Drilling for oil has spread in the Caspian Sea in post-Soviet times

The government controls the prices of most energy products and owns key enterprises.

In its 2009 corruption perceptions index Transparency International placed Azerbaijan at 143 out of 180 countries.

But it is the widening gap between rich and poor which is the most obvious result of the new energy boom.

The rich businessmen who preside over the city live in polished stone and marble mansions nestled among Soviet-era concrete blocks.

The Azeri elite keep themselves to themselves, but most people know who they are.

The Minister for Emergency Situations, Kamaladdin Heydarov, Transport Minister Ziya Mammadov and the president's security chief are the wealthiest and most powerful in the governing elite, according to some analysts.

The glamorous first lady of Azerbaijan, Mehriban Aliyeva, is a known sponsor of major cultural projects and elite tourism ventures in Baku.

Hunting for information

However, the precise wealth of these powerful Azeris is not known. The BBC made contact by letter with the offices of each of them, but did not receive a reply.

I did get through to the son of the Emergencies Minister, Tale Heydarov. His official title is president of Gabala Football Club, the very same one where Tony Adams, the former England and Arsenal star, has signed a lucrative contract as coach.

But Mr Heydarov's personal fortune is cloaked in mystery.

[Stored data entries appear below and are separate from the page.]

PR #2619, opened 2025-10-13
[MacOS] Support loading and drawing images at desired size

HeikoKlare:
With the support of SVGs and the addition of the ImageDataAtSizeProvider, it is possible for many Image instances to provide a handle that represents the image at sharply rendered specific size in addition to the existing support of providing an image at different zooms of a base size.

This change adds according support to the MacOS implementations of GC and Image. The GC#drawImage() method accepting only destination position and size now makes use of enhanced Image capabilities to load the image at the desired size if possible instead of just using the best fitting zoomed handle.

Can be tested with the snippets provided for the Windows implementation PR:
- https://github.com/eclipse-platform/eclipse.platform.swt/pull/2526

### DIFF
--- a/bundles/org.eclipse.swt/Eclipse SWT/cocoa/org/eclipse/swt/graphics/Image.java
+++ b/bundles/org.eclipse.swt/Eclipse SWT/cocoa/org/eclipse/swt/graphics/Image.java
@@ -14,6 +14,7 @@
 package org.eclipse.swt.graphics;
 
 
+import static org.eclipse.swt.internal.DPIUtil.pointToPixel;
 import static org.eclipse.swt.internal.image.ImageColorTransformer.DEFAULT_DISABLED_IMAGE_TRANSFORMER;
 
 import java.io.*;
@@ -1177,6 +1178,7 @@ private NSBitmapImageRep createRepresentation(ImageData imageData, AlphaInfo alp
 
 @Override
 void destroy() {
+	cachedImageAtSize.destroy();
 	if (memGC != null) memGC.dispose();
 	handle.release();
 	handle = null;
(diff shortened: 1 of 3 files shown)


bundles/org.eclipse.swt/Eclipse SWT/cocoa/org/eclipse/swt/graphics/Image.java
```diff
@@ -1837,5 +1839,78 @@ public static void drawAtSize(GC gc, ImageData imageData, int width, int height)
 	});
 }
 
+@FunctionalInterface
```
arunjose696: the name does not make sense as it does not consume a handle , but an image

HeikoKlare: Indeed. I just removed the interface as it's only an image consumer.

bundles/org.eclipse.swt/Eclipse SWT/cocoa/org/eclipse/swt/graphics/Image.java
```diff
@@ -1837,5 +1839,73 @@ public static void drawAtSize(GC gc, ImageData imageData, int width, int height)
...
+		return image != null && image.height == height && image.width == width;
+	}
+
+	private Optional<Image> loadImageAtSize(int destWidth, int destHeight) {
+		Optional<ImageData> imageData = loadImageDataAtExactSize(destWidth, destHeight);
+		if (imageData.isEmpty()) {
+			return Optional.empty();
+		}
+		Image image = new Image(device, imageData.get());
+		NSBitmapImageRep representation = image.getRepresentation(100);
```
arunjose696: Shouldnt the image.getRepresentation be inside the if condition? also not very clear to me why do we get and remove representation at 100.

HeikoKlare: Yes, it can be inside the if block. I fixed that with the latest commit.
We create the image based on image data in the line before (1881), which effectively creates an image with a 100% representation (out of the given image data). For that reason, we retrieve the representation at that same zoom. We then use the `createRepFromSourceAndApplyFlag` to apply the style flag on that representation (which adds another representation with that styling to the image), so that we need to remove the original (unstyled) representation afterwards.

arunjose696 (approved):
The code changes LGTM

PR #2723, opened 2025-10-31
Setup Repository for GitHub Copilot

laeubi:
Currently the Repository is not setup for copilot and could make it quite hard for the tool to give useful results because of the special setup.

This now is a first attempt to make it more valuable for that case let it be helping with analysis of core dumps or migrating GTK4 by improve the setup for at least the GTK case:

- creating general copilot instructions file
- creating a specialized GTK instructions file
- adding workflow setup that prepares the environment
- add a document to track current GTK4 deprecation warnings

FYI @akurtakov

### DIFF
--- a/.github/copilot-instructions.md
+++ b/.github/copilot-instructions.md
@@ -1,0 +1,158 @@
+# GitHub Copilot Instructions for Eclipse Platform SWT
+
+## Project Overview
+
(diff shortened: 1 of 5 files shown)


laeubi:
Nothing affects the build.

His powerful family is believed to run a huge company called Gilan - which owns the football club - although he prefers to keep the exact details quiet.

As he sits in a large office with plush carpets, marble lamps, four telephones and a large desk, I ask him whether the widening wealth gap and talk of corruption is a problem.

"As a normal citizen, I can say that any country faces challenges [after its] independence. We are a very new and independent country and among the ex-Soviet countries, Azerbaijan is one of the most developed," he says.

Corruption questions

Investors - particularly in construction - also appear to be reaping handsome profits while the energy boom lasts.

Image caption,

Oil forms the basis of Azerbaijan's economic boom

Baku-based Turkish businessman Yavuz Keles, director of Tusiab - a construction company based in Baku with $3bn (£2.1bn) of assets - says corruption is not unique to Azerbaijan.

"It is a regional problem," he says. "Officials are already talking about the problem, that is a start."

A feature of this boom is the concentration of oil revenue in the hands of the political elite, one local expert says.

"Azerbaijan's oil is monopolised by the state, so of course the state benefits," says Ilham Saban, an analyst at Turan news agency.

"The spending of oil money is only done with the approval of the president."

The situation is unlikely to change in the very near future.

President Ilham Aliyev's second five-year term is due to expire in 2013, but a referendum in 2009 made it possible for him to run for office as many times as he wants.

Critics say this will allow him to preside over Azerbaijan's oil production as it reaches its peak. With new explorations being launched in the Caspian Sea by BP and others, the expected decline in production might yet be postponed.

Recently, the Washington Post reported that nine waterfront mansions in Dubai, worth a total of $44m, were purchased in the name of President Aliyev's 11-year-old son.

A senior official, Ali Hasanov, would not answer questions about the story when he was contacted by the BBC in March by phone.

But, later, to local media, he did not deny it.

"Every person may possess anything. This is normal as long as he gets it within law and the constitution," he told the Azeri newspaper, Yeni Musavat.

Them and us

Outside Baku, there are signs of widespread unemployment and poverty.

The way Azerbaijan spends its money is frowned upon by Western governments.

A Baku taxi driver, calling himself Farhad, drove me towards villages just 20km (12.4 miles) from the capital which have limited gas and water supplies.

"The rich rule society and that means we don't have access to the same parts of the city as they do. They drive the four-by-four cars and have access to big social events. We don't," he says.

The divide is as clear-cut as the glass-and-metal skyline of booming Baku.